…And just like that, she whispered in my ear something so disgusting, so grotesque, something so pretentious, I could hardly contain my emotions.
I leaned back in my chair, in this fancy auditorium in an opera house, and I said, “you talk to your mother with that mouth?”
It was sacrilegious in this house of worship. Liza Minelli performed here. Barbra. Julie. Carol. I could go on all night!
Janelle leaned forward some to say, “I didn’t think it was that bad.”
“I COULDN’T— I couldn’t even think of something like that. How do you get your mind in the gutter, no, the sewer?”
“You don’t think you’re overreacting?” Janelle was looking around to see if anyone was noticing me raising my voice in public.
“This is serious. This is seriously disturbing. I don’t know why you would say something like that to me. I know. You didn’t mean it. You’re lying. It was a joke.” At this point I was flustered and beghast. I almost fainted right there. Right on the red carpet.
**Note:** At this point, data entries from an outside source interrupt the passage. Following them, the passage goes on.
PR #835, opened 2022-02-16
feat: complete import piece handler

angelhigueraacid:
## complete import piece handler

This PR adds: 

- `CompleteImportPieceHandler` which is executed when a `CompleteImportPiece` command is dispatched. `CompleteImportPieceHandler` completes the piece transactionally so there are not concurrency issues when completing the pieces of the import.

### DIFF
--- a/api/apps/api/src/modules/clone/import/application/complete-import-piece.handler.ts
+++ b/api/apps/api/src/modules/clone/import/application/complete-import-piece.handler.ts
@@ -28,14 +28,12 @@ export class CompleteImportPieceHandler
   }
 
   async execute({ importId, componentId }: CompleteImportPiece): Promise<void> {
-    let importInstance: Import | undefined;
     await this.importRepository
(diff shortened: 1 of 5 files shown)


api/apps/api/src/modules/clone/import/application/complete-import-piece.handler.ts
```diff
@@ -0,0 +1,72 @@
...
+              return;
+          }
+        }
+
+        await repo.save(importAggregate);
+
+        importAggregate.commit();
+      })
+      .catch(() => {
+        if (importInstance) {
```
AaronPerezPerez, line 67: This can be simplified, we don't need the instance to publish de event, and also we could only log the error in the .catch to clean the transaction.

AaronPerezPerez (changes requested):

aciddaute (approved):

aciddaute (approved):

PR #839, opened 2022-02-17
Feat/import archive command handler

angelhigueraacid:
## Feat/import archive command handler

This PR transforms `ImportArchive` into `ImportArchiveHandler`. Now when a new import is requested by a user the `ImportArchiveHandler` will be executed when a `ImportArchive` command is dispatched.


aciddaute (approved):

api/apps/api/src/modules/clone/import/application/import-archive.handler.spec.ts
```diff
@@ -66,117 +69,54 @@ const getFixtures = async () => {
...
-        ),
+      importResourcePieces.mockEqualPieces();
+    },
+    WhenRequestingImport: async () => {
+      const importResult = await sut.execute(
+        new ImportArchive(new ArchiveLocation(`whatever`)),
       );
+      if (isRight(importResult))
+        resourceId = new ResourceId(
+          repo.entities[(importResult as Right<string>).right].resourceId,
```
aciddaute, line 106: As it is already checked that `importResult` is right, we can remove `as Right<...>` 🤔  

```suggestion
          repo.entities[importResult.right].resourceId,
```

api/apps/api/src/modules/clone/import/adapters/archive-reader.adapter.ts
```diff
@@ -35,22 +25,6 @@ export class ArchiveReaderAdapter implements ArchiveReader {
       new RegExp(ClonePieceRelativePaths[ClonePiece.ExportConfig].config),
     );
     if (isLeft(exportConfigOrError)) return left(archiveCorrupted);
```
aciddaute, line 27: As I see it, extracting export config file logic should be placed outside `ArchiveReaderAdapter`, if we truly want to reuse `ArchiveReaderAdapter` we should return a `Readable`. Another thing that i've noticed is that the potential usage of this adapter will be mostly in geoprocessing service (in piece importers), maybe we should add it to `lib` package like `FileRepository` (port and temporary adapter).

PR #844, opened 2022-02-18
MARXAN-1091-lock-expiration-userToken

rubvalave:
-Adds migration to add a `token_id` column for  `lock` entity.
-Assigns expiration to lock based on expiration of token (on a ON CASCADE DELETE relationship between entities)
-Adds tests to check that lock is effectively removed when user token expires.

### DIFF
--- a/api/apps/api/src/migrations/api/1645026803969-AddTokenIdColumnToLocks.ts
+++ b/api/apps/api/src/migrations/api/1645026803969-AddTokenIdColumnToLocks.ts
@@ -1,0 +1,22 @@
+import { MigrationInterface, QueryRunner } from 'typeorm';
+
+export class AddTokenIdColumnToLocks1645026803969
+  implements MigrationInterface {
+  public async up(queryRunner: QueryRunner): Promise<void> {
+    await queryRunner.query(
+      `ALTER TABLE "scenario_locks"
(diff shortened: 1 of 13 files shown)


hotzevzl (approved):
I like this - small and elegant 🚀 

I had to think through the implications of linking a lock to the most-recently-issued (at the time of linking) token we have for an user, but I think with the current setup this should work.

Please do a last sanity check considering that issued tokens are not deleted from db immediately after expiration but only the next time _any_ user logs in *or* refreshes a token... so I think there may be some arbitrary time warp, but probably not something really relevant in normal use:

- user A logs in at 4AM (because, four in the morning...)
- then they do some stuff
- and acquire a scenario lock L for scenario S at 5:58, which is linked to the token T issued at 4AM and set to expire at 5:59:59AM
- and doze off right after
- user B logs in at 5:59AM
- scenario S should still be locked via lock L, because token T is still around even if expired
- any user log in or token refresh action after 6AM will still cause token T to be purged and with it the lock L

If my analysis is correct, I think we can live with this - user B (if they had ACL access to scenario S and wanted to work on it at 5:59AM) could still explicitly steal the lock if they have permissions to do so... otherwise... they will wait for any other user to log in, I suppose.

PR #847, opened 2022-02-18
PoC webshot service [MARXAN-1269]

hotzevzl:
https://vizzuality.atlassian.net/browse/MARXAN-1269

Adapted (and ported to TS) from MGIS' webshot service.

This is _not_ intended for production use, but _only_ to test the PDF generation workflow with the work currently being done within the app.

This PoC allows to point puppeteer to *any* url (to which, however, a templated path is appended) *and* to inject an arbitrary `cookie` header in the request to the eventual destination. This is of course *evil*, but should be fit for the intended purpose, that is, letting us `POST /api/v1/projects/:projectId/scenarios/:scenarioId/solutions/report` with a payload such as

“Shannon, please get up off the floor. You didn’t faint.”
Those were the last words I heard before they had to take me away on a stretcher.
“HUH,” I thought. “Let’s see if Janelle believes me now that I fainted…” I said that in my head when I woke up and they were putting me in the ambulance.
“Where is she going?” Janelle asked the EMT.
“Now, we’re going to have to be gentle about this: your friend is going to the funny farm.” The EMT shut the back doors of the ambulance, sealing Shannon into the truck. He turned back to Janelle.
“What is it exactly that you said?” the EMT asked.
I said, “people only go to plays to see the nudity.”
The EMT nearly vomited on the spot. He ran into the back of the truck.
“I’m gonna need some oxygen!” The EMT hollered.
Seconds before the ambulance drove away, Janelle knocked on the ambulance back door two times and then walked away, downtrodden.